Aim of the task: Repeat the data exactly, every last line of it.

Data for analysis:

PR #17905, opened 2023-02-12
Changes Antag Coefficient to increase traitor, changeling and blood brother population relative to total station population (Increases total number of atnags

stwordcitizen:
# Document the changes in your pull request

This pull request changes the antag cooeficient for the antags listed above in an attempt to increase total number of antags in a round, this is because I believe that there are too few antags for the population on the station. This has been echod many times in the Discord server.
image
image
Many more times in the discord, my search function is broken.
# Wiki Documentation

Maybe this information was on the wiki, I could not find it.
# Changelog

:cl:  
tweak: Changes antag coefficient
/:cl:

PR #18234, opened 2023-03-09
Revert "Changes Antag Coefficient to increase traitor, changeling and blood brother population relative to total station population (Increases total number of atnags"

SomeguyManperson:
Reverts yogstation13/Yogstation#17905
It sucked

:cl:
tweak: blood brothers and changelings scale slower
/:cl:

### DIFF
--- a/config/game_options.txt
+++ b/config/game_options.txt
@@ -247,9 +247,9 @@ SHUTTLE_REFUEL_DELAY 12000
 ## Variables calculate how number of antagonists will scale to population.
 ## Used as (Antagonists = Population / Coeff)
 ## Set to 0 to disable scaling and use default numbers instead.
-TRAITOR_SCALING_COEFF 5
-BROTHER_SCALING_COEFF 8
-CHANGELING_SCALING_COEFF 7
+TRAITOR_SCALING_COEFF 7
+BROTHER_SCALING_COEFF 10
+CHANGELING_SCALING_COEFF 8
 
 ## Variables calculate how number of open security officer positions will scale to population.
 ## Used as (Officers = Population / Coeff)
--- a/config/game_options.txt
+++ b/config/game_options.txt
@@ -247,7 +247,7 @@ SHUTTLE_REFUEL_DELAY 12000
 ## Variables calculate how number of antagonists will scale to population.
 ## Used as (Antagonists = Population / Coeff)
 ## Set to 0 to disable scaling and use default numbers instead.
-TRAITOR_SCALING_COEFF 7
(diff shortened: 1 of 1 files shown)


Moja10:
Its been great, you are smoking crack, don't full revert if you think its too high. Just tweak the numbers a little. Previous was way too low and resulted in greenshifts if sec was successful whatsoever at their job.

MegaEmpirical:
More antags bad

solwashere:
If I have to suffer through one more round with 10 antagonists on like 30-40 pop I'm going to lose it

MajManatee:
if I have to suffer through one more greenshift on 60 pop I'm going to go postal

PibeCantina:
It doesnt need to be reverted, just need to lower the rates a bit, before it was too little, now it's too much, we need to find the sweetspot.

Therandomhoboo:
The only people that dislike the revert are the ones that antag-roll go figure

stwordcitizen:
> If I have to suffer through one more round with 10 antagonists on like 30-40 pop I'm going to lose it

I'd be ok with raising the traitor coefficient by like one or just keeping it unchanged because the chaos is great imo

Burger1998:
> The only people that dislike the revert are the ones that antag-roll go figure

sir aren't you banned?

MegaEmpirical:
I'd rather see events increase rather than antags. Maybe increase as antags go down or something. Plus new events would be nice.

namjay1170:
> I'd rather see events increase rather than antags. Maybe increase as antags go down or something. Plus new events would be nice.

I love greytide and meteors lets get more of that, lowpop didn't have nearly enough issues to deal with.

Moja10:
Antag spawn rates have been so low and lower than what it was historically for a bug that ynot fixed that was persistent for years, and now people who have only ever known bugged antag spawn rates are saying there are too many antags. 

This is actually close to what the spawning rate was historically, if only a tad bit more. Arguably, Its spawning things like BB in too high numbers, but that can be tweaked and its honestly spawning things like traitors, heretics in fine rates. 

Absolutely no more 1 heretic for 50 pop, that's a 20x bigger issue than a little chaos and spicier rounds. Spicier rounds are only an issue if they get literally too spicy for crew/sec to handle, but that's not really been the case.

UltraBigRat:
Better to have a round that is too chaotic then one where theres two antags that get caught immediatly or do absolutely nothing of note as the crew  dies of boredom.

Hislyna:
It should scale with sec, not pop.

PR #18236, opened 2023-03-10
Immovable rod vs the unstoppable... wait hold on...

MajManatee:
Renames the immovable rod to the unstoppable rod. Because it cannot be stopped. that's the whole point. Its not immobile its very clearly moving, unless I'm missing the deeper ROD LORE

# Changelog

:cl:  
experimental: The Rod is no longer immovable. Its unstoppable.
/:cl:


neeshacark:
the rod is not moving, the station is

ynot01:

Reply to the task:
PR #17905, opened 2023-02-12
Changes Antag Coefficient to increase traitor, changeling and blood brother population relative to total station population (Increases total number of atnags

stwordcitizen:
# Document the changes in your pull request

This pull request changes the antag cooeficient for the antags listed above in an attempt to increase total number of antags in a round, this is because I believe that there are too few antags for the population on the station. This has been echod many times in the Discord server.
image
image
Many more times in the discord, my search function is broken.
# Wiki Documentation

Maybe this information was on the wiki, I could not find it.
# Changelog

:cl:  
tweak: Changes antag coefficient
/:cl:

PR #18234, opened 2023-03-09
Revert "Changes Antag Coefficient to increase traitor, changeling and blood brother population relative to total station population (Increases total number of atnags"

SomeguyManperson:
Reverts yogstation13/Yogstation#17905
It sucked

:cl:
tweak: blood brothers and changelings scale slower
/:cl:

### DIFF
--- a/config/game_options.txt
+++ b/config/game_options.txt
@@ -247,9 +247,9 @@ SHUTTLE_REFUEL_DELAY 12000
 ## Variables calculate how number of antagonists will scale to population.
 ## Used as (Antagonists = Population / Coeff)
 ## Set to 0 to disable scaling and use default numbers instead.
-TRAITOR_SCALING_COEFF 5
-BROTHER_SCALING_COEFF 8
-CHANGELING_SCALING_COEFF 7
+TRAITOR_SCALING_COEFF 7
+BROTHER_SCALING_COEFF 10
+CHANGELING_SCALING_COEFF 8
 
 ## Variables calculate how number of open security officer positions will scale to population.
 ## Used as (Officers = Population / Coeff)
--- a/config/game_options.txt
+++ b/config/game_options.txt
@@ -247,7 +247,7 @@ SHUTTLE_REFUEL_DELAY 12000
 ## Variables calculate how number of antagonists will scale to population.
 ## Used as (Antagonists = Population / Coeff)
 ## Set to 0 to disable scaling and use default numbers instead.
-TRAITOR_SCALING_COEFF 7
(diff shortened: 1 of 1 files shown)


Moja10:
Its been great, you are smoking crack, don't full revert if you think its too high. Just tweak the numbers a little. Previous was way too low and resulted in greenshifts if sec was successful whatsoever at their job.

MegaEmpirical:
More antags bad

solwashere:
If I have to suffer through one more round with 10 antagonists on like 30-40 pop I'm going to lose it

MajManatee:
if I have to suffer through one more greenshift on 60 pop I'm going to go postal

PibeCantina:
It doesnt need to be reverted, just need to lower the rates a bit, before it was too little, now it's too much, we need to find the sweetspot.

Therandomhoboo:
The only people that dislike the revert are the ones that antag-roll go figure

stwordcitizen:
> If I have to suffer through one more round with 10 antagonists on like 30-40 pop I'm going to lose it

I'd be ok with raising the traitor coefficient by like one or just keeping it unchanged because the chaos is great imo

Burger1998:
> The only people that dislike the revert are the ones that antag-roll go figure

sir aren't you banned?

MegaEmpirical:
I'd rather see events increase rather than antags. Maybe increase as antags go down or something. Plus new events would be nice.

namjay1170:
> I'd rather see events increase rather than antags. Maybe increase as antags go down or something. Plus new events would be nice.

I love greytide and meteors lets get more of that, lowpop didn't have nearly enough issues to deal with.

Moja10:
Antag spawn rates have been so low and lower than what it was historically for a bug that ynot fixed that was persistent for years, and now people who have only ever known bugged antag spawn rates are saying there are too many antags. 

This is actually close to what the spawning rate was historically, if only a tad bit more. Arguably, Its spawning things like BB in too high numbers, but that can be tweaked and its honestly spawning things like traitors, heretics in fine rates. 

Absolutely no more 1 heretic for 50 pop, that's a 20x bigger issue than a little chaos and spicier rounds. Spicier rounds are only an issue if they get literally too spicy for crew/sec to handle, but that's not really been the case.

UltraBigRat:
Better to have a round that is too chaotic then one where theres two antags that get caught immediatly or do absolutely nothing of note as the crew  dies of boredom.

Hislyna:
It should scale with sec, not pop.

PR #18236, opened 2023-03-10
Immovable rod vs the unstoppable... wait hold on...

MajManatee:
Renames the immovable rod to the unstoppable rod. Because it cannot be stopped. that's the whole point. Its not immobile its very clearly moving, unless I'm missing the deeper ROD LORE

# Changelog

:cl:  
experimental: The Rod is no longer immovable. Its unstoppable.
/:cl:


neeshacark:
the rod is not moving, the station is

ynot01:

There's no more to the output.